> **What the task requires**: Filter the entries beneath this task, copying only the lines that hold the word "Audit".

*** Opening Material provided ***

Issue #1056, opened 2023-03-21
Audit allow lints


DieracDelta:
enable stricter lints everywhere we can: tests, examples, etc. Figure out which lints we care/don't care about (e.g. review the `allow` lints everywhere).

elliedavidson:
Audit all `allow` lints in the code

PR #1100, opened 2023-04-05
Remove a lot of #[allow] attributes and fix lints

jbearer:
Progress on #1056. There’s more to do but this is a good start. This does not apply @dieracdelta’s commit 4cac2885e38eebf0bdfa71c1b234c552438c7eae from #1055, which causes over 400 new errors. I'll work on that next.

Thoughts on the remaining #[allow]ed lints:
* The cast precision loss ones are probably ok, especially since they are mostly used for metrics. I think it is fine to continue allowing these, with localized #[allow] attributes as warning flags.  I got rid of all the cast-possible-wrap lints as wrapping is (1) easier to prevent, by clamping, and (2) potentially worse behavior as it can give wildly erroneous results instead of just rounded results.
* The deprecated lints we should try to get rid of, but it might be more involved than the scope of this PR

*** Closing Material provided ***

> **Solution to this task**:
Audit allow lints
Audit all `allow` lints in the code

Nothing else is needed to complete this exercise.